ABOUT THIS EXERCISE:
Only the lines that contain the string "harder" belong in the answer; pull them from the records.
(WORKING DATA)
PR #50, opened 2021-05-05
Adding OpenSearch FAQs and Beta Announcement Draft to Staging

ahopp:
### Description
Added FAQs (01-12 through 02-03, minus 02/01) and add announcement draft for OpenSearch Beta. 
 
### Issues Resolved
None specifically.


stockholmux:
This looks great! In this case it's fine, but usually it's best to isolate each type change to their own PR, so the beta announcement would in a separate branch. But not a blocker here.

ahopp:
> This looks great! In this case it's fine, but usually it's best to isolate each type change to their own PR, so the beta announcement would in a separate branch. But not a blocker here.

Good callout! I'll isolate better going forward!

PR #56, opened 2021-05-06
Update 01-02-why-was-opensearch-created.markdown

elfisher:
adds missing word "to" between "able" and "use" in second paragraph.


stockholmux:
Thanks! This is a minor change so not a big deal, but we push to 'staging' first usually.

PR #75, opened 2021-05-19
Adds community projects page to website

elfisher:
### Description
This PR adds a community project page similar to the partner page that is self-service so that people can highlight projects they have built for OpenSearch. I have seeded the page with KNN as an example project. Image of the page below.

image


community_projects/index.html
```diff
@@ -0,0 +1,69 @@
...
+<table id="projects" >
+  <tr>
+    <th>Project Name</th>
+    <th>Project Owner</th>
+    <th>Description</th>
+    <th>License</th>
+    <th>Stars</th>
+    <th>Forks</th>
+  </tr>
+  {% for project in site.community_projects %}
```
dblock, line 21: For a static site you probably want to do this as part of the build. It will also work better for SEO.

dblock: https://github.com/18F/jekyll-get does a good job at this

(not sure if we're building the website or relying on GitHub pages to build it in which case custom plugins won't be available)

elfisher: The reason I took this approach is that that builds right now aren't frequent (unless @stockholmux I'm missing something). The GitHub data could get stale (stars, fork counts, etc). Since it is all data coming from GitHub i'm not sure if the tradeoff of putting this into the build process is worth risking having stale data. Thoughts?

elfisher: That makes sense. We don't have many projects listed now, so that's probably not an issue at build time (we could always add batching down the road). I can see if we have many people on the page it could be an issue with the current approach.

dblock: It's more of a problem when bots start hitting the page (e.g. Google bot is very aggressive).

stockholmux: I'm with @dblock - this will be a rate limiting problem. The rate limit will be based on the IP of the user - who knows what they are doing and certainly bots will have an exhausted limit. 

 I think we have a two options:
 1) Use github buttons https://buttons.github.io/
 2) Do this server side with a bash script that creates the yaml files and integrate it into the site build.

dblock: @stockholmux Is this generated with GitHub pages or do you run a jekyll build? If it's the latter, just use that plugin I suggested instead of bash script with yaml.

elfisher:
@dblock and @stockholmux I updated the PR to generate the data at build time with a bash script and updated the webpage accordingly. Please take a look.

community_projects/index.html
elfisher: Unless I'm missing something the plugin only works well if you have **key <> json value** pairs. It doesn't look like it supports **key <> list of json values**. We have the latter; **community_projects <> [project 1, project 2, etc...]**. I took the bash script approach in my latest commit. It was not too complicated, but at build time the `generate.sh` script needs executed to import the data.

dblock:
I like this better than the JS version, except that there's a standard way to invoke something like this in Jekyll during build time, isn't there? I mean there should be a way to remove the need to document to call `generate.sh`.

elfisher:
@dblock I spoke with @stockholmux and he suggested using a script during the build process. I'm not very familiar with the build process for this site so if there is a better way to plug it in I can update, but I might need a pointer to where we run the build steps to do that.

dblock:
Looks like it's actually harder than you'd think :) So just to be clear I think what's in this PR is A-OK.

Now, if you want to raise the bar and do it "the right way", you'd replace the .sh script with a plugin that is invoked every time Jekyll builds the site. There's lots of docs [here](https://jekyllrb.com/docs/plugins/). Leaving it for you as an exercise :)

elfisher:
> Looks like it's actually harder than you'd think :) So just to be clear I think what's in this PR is A-OK.
> 
> Now, if you want to raise the bar and do it "the right way", you'd replace the .sh script with a [generator plugin](https://jekyllrb.com/docs/plugins/generators/) that is invoked every time Jekyll builds the site. There's lots of docs [here](https://jekyllrb.com/docs/plugins/). Leaving it for you as an exercise :)

Sounds good! 😄

stockholmux:
OK. I'm looking at this post RC1. 

@elfisher I like it conceptually, but why are kNN and OpenSearch-cli 'community projects'? They are house in the official org.

elfisher:
> OK. I'm looking at this post RC1.
> 
> @elfisher I like it conceptually, but why are kNN and OpenSearch-cli 'community projects'? They are house in the official org.

@stockholmux my take is they are still community projects even if they are housed in the official org. When we have minimal artifacts this page could serve as a place to identify any community plugin regardless of the github org. I added the github org column to make clear where the project comes from too. I could add all of the other plugins, but was just prioritizing a few to get the page up.

elfisher:
Closing this as it is being addressed in https://github.com/opensearch-project/project-website/pull/153

PR #103, opened 2021-06-01
Upgrading faq

dblock:

### Description

Added upgrading post and FAQ. Merged a couple of questions in. 
Sorted FAQs alphabetically and replaced `#c1` sections with `#names`.
 

dblock:
@elfisher

stockholmux:
@dblock This PR presents a bit of complexity by changing the order and combining questions. The hash link is provided so folks can directly reference parts of the FAQ through link sharing. The changes break this.

For example - Currently:
https://opensearch.org/faq/#q1.9 -> **1.9 Will the OpenSearch API change in future versions?**
After the change:
https://opensearch.org/faq/#q1.9 -> **1.9 Does OpenSearch include forks of Logstash and Beats?**

I believe this also affects the categories, but I'm less worried about this as we don't expose the link to the user as we do for each question.

Can you reformulate the PR to retain the current link structure?

_faqs/01-08-is-opensearch-wire-compatible-with-elasticsearch.markdown
```diff
@@ -1,5 +0,0 @@
----
-category: General
-question: Is OpenSearch wire-compatible with Elasticsearch?
----
-Yes. OpenSearch is a fork of open source Elasticsearch 7.10. As such, it provides the same REST APIs for ingest, search, and management. The query syntax and responses are also the same. In addition, OpenSearch can use indices from Elasticsearch versions 6.0 up to 7.10. We also aim to support the existing Elasticsearch clients that work with Elasticsearch 7.10.
```
elfisher, line 5: Which FAQ is this duplicative of in the ones added? I think we should still highlight that REST APIs remain the same, search APIs remain the same, query responses etc since wire compatibility also has to do with tools being used with OpenSearch.

_faqs/03-04-can-i-upgrade-older-versions-of-elasticsearch-oss-and-kibana-to-opensearch-and-opensearch-dashboards.markdown
```diff
@@ -0,0 +1,7 @@
+---
+question: Can I upgrade older versions of ElasticSearch OSS and Kibana OSS to OpenSearch and OpenSearch Dashboards?
+category: Upgrading
+---
+Elasticsearch OSS and Kibana OSS 5.x up to 6.7.2 can be first upgraded to 6.8.0, then it is recommended to upgrade to Elasticsearch OSS 7.10.2 or ODFE 1.13, before upgrading to OpenSearch and OpenSearch Dashboards.
+
+Note that the minimum supported index version for OpenSearch is 6.0. So, all the 5.x indices have to be re-indexed, before upgrading to OpenSearch.
```
elfisher, line 7: Do we want to bold notes?

_faqs/03-11-can-i-install-elasticsearch-xyz-plugin-in-opensearch.markdown
```diff
@@ -0,0 +1,5 @@
+---
+question: Can I install elasticsearch-xyz-plugin in OpenSearch?
+category: Upgrading
+---
+An ElasticSearch plugin that depends on ElasticSearch JARs will not work without code changes to depend on OpenSearch JARs.
```
elfisher, line 5: ElasticSearch -> Elasticsearch

_faqs/03-12-are-there-any-changes-required-for-my-existing-elasticsearch-clients-to-continue-to-work.markdown
```diff
@@ -0,0 +1,5 @@
+---
+question: Are there any changes required for my existing Elasticsearch OSS clients to continue to work?
+category: Upgrading
+---
+While the OpenSearch API is backwards compatible, some clients or tools may include code, such as version checks, that may cause the client or tool to not work with OpenSearch.
```
elfisher, line 5: If we decide to keep the Wire compatibility FAQ we should update it to include this as a note. It's good to call out.

_posts/2021-06-01-opensearch-backwards-compatibility-faq.markdown
```diff
@@ -0,0 +1,26 @@
...
+
+**Upgrading from Elasticsearch OSS and Kibana OSS or Open Distro for Elasticsearch (ODFE) to OpenSearch and OpenSearch Dashboards is like upgrading between versions of Elasticsearch OSS and Kibana OSS.**
+
+**Specifically:**
+
+* **OpenSearch supports rolling upgrades and restart upgrades from Elasticsearch OSS 6.8.0 through Elasticsearch OSS 7.10.2 to OpenSearch 1.0.**
+* **OpenSearch Dashboards supports restart upgrades from Kibana OSS 6.8.0 through Kibana OSS 7.10.2 to OpenSearch Dashboards 1.0.**
+* **All 1.x versions of ODFE similarly support upgrades to OpenSearch and OpenSearch Dashboards 1.0.**
+
+We've also added an [Upgrading section to OpenSearch FAQs](/faq/#upgrading), and welcome additional questions [on the forums](https://discuss.opendistrocommunity.dev/). Please do open backwards compatibility bugs in [GitHub issues](https://github.com/opensearch-project/OpenSearch/issues).
```
elfisher, line 23: I would including [this issue](https://github.com/opensearch-project/documentation-website/issues/39) in the blog so people can follow our doc updates for upgrading to OpenSearch.

_posts/2021-06-01-opensearch-backwards-compatibility-faq.markdown
```diff
@@ -0,0 +1,26 @@
...
+
+Finally, we would like to note that both spellings of _backward**s** compatibility_ and _backward compatibility_ are allowed, but we prefer _backwards_ because we created GitHub labels as _backwards-compatibility_ and don’t want to go change everything.
```
elfisher, line 25: :)

elfisher (commented):
Added a couple comments and questions. Thx!

dblock:
> @dblock This PR presents a bit of complexity by changing the order and combining questions. The hash link is provided so folks can directly reference parts of the FAQ through link sharing. The changes break this.
> 
> For example - Currently:
> https://opensearch.org/faq/#q1.9 -> **1.9 Will the OpenSearch API change in future versions?**
> After the change:
> https://opensearch.org/faq/#q1.9 -> **1.9 Does OpenSearch include forks of Logstash and Beats?**
> 
> I believe this also affects the categories, but I'm less worried about this as we don't expose the link to the user as we do for each question.
> 
> Can you reformulate the PR to retain the current link structure?

I see. This is actually quite difficult if we are going to move things between categories. The code automatically loads files, then collects them by key, then makes lists that are completely dynamic. I think the only permanent way to do this if we want to support adding more questions is to ensure permalinks based on a field inside the FAQ file. Let me take a stab at that ...

_faqs/03-04-can-i-upgrade-older-versions-of-elasticsearch-oss-and-kibana-to-opensearch-and-opensearch-dashboards.markdown
dblock: I don't think so cause this is not that big of a deal kind of note.

_faqs/01-08-is-opensearch-wire-compatible-with-elasticsearch.markdown
dblock: I've restored this FAQ and provided a more details link.

_faqs/03-11-can-i-install-elasticsearch-xyz-plugin-in-opensearch.markdown
dblock: Roger, will fix elsewhere in the site.

_faqs/03-12-are-there-any-changes-required-for-my-existing-elasticsearch-clients-to-continue-to-work.markdown
dblock: Added.

_posts/2021-06-01-opensearch-backwards-compatibility-faq.markdown
dblock: Done.

dblock:
I've restored the structure and made it more permanent with explicit refs so that we don't depend on sorting. Happy to remove that if you don't think it's necessary @stockholmux, but I think it's clearer this way.

Ready for another pass for a review @elfisher.

elfisher (approved):
LGTM thanks @dblock

dblock:
I don't have permissions to merge here, leaving that to @stockholmux.

_faqs/01-01-what-is-opensearch.markdown
```diff
@@ -1,6 +1,7 @@
 ---
 question: What is OpenSearch?
 category: General
+ref: q1.1
```
stockholmux, line 4: @dblock I don't think using frontmatters to assign the ID is the right take. I had initially considered this method but I went with the auto-assign for two reasons:
1) explicit ID references run the risk of duplicate IDs (breaking linking, also bad practice)
2) this requires some knowledge of what `ref` does - so for folks doing drive-by contributions, it requires a deeper understanding. The filename is more explicit to those who aren't deeply involved. 

I'll admit using filenames as a sorting mechanism seems janky, but I think it's the best option.

stockholmux (changes requested):
Let's go back to filename sorting with IDs assigned by the loop (unless you have a compelling reason otherwise)

_faqs/01-01-what-is-opensearch.markdown
dblock: It's not just janky, it's broken by design without warning. For example, introducing a new category will sort the list of categories differently and renumber everything. You're sure?

dblock:
> Let's go back to filename sorting with IDs assigned by the loop (unless you have a compelling reason otherwise)

I've reverted the explicit numbering and take back what I said on the unpredictable nature of what we have here. I thought that `group_by` was returning categories in random order like typical sets, but it looks like it's predictably returning categories as they appear sorted by filename. So as long as the file names are properly numbered and we don't remove FAQs, the order and numbering should be stable.

stockholmux:
@dblock OK - I've merged this but I'm delaying the blog post included in this PR until we get a bio (see #107). Additionally we have a planned blog post for today (June 3), so we'll slot it un for June 4 assuming we get a bio.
(End WORKING DATA)
SOLUTION:
Looks like it's actually harder than you'd think :) So just to be clear I think what's in this PR is A-OK.
> Looks like it's actually harder than you'd think :) So just to be clear I think what's in this PR is A-OK.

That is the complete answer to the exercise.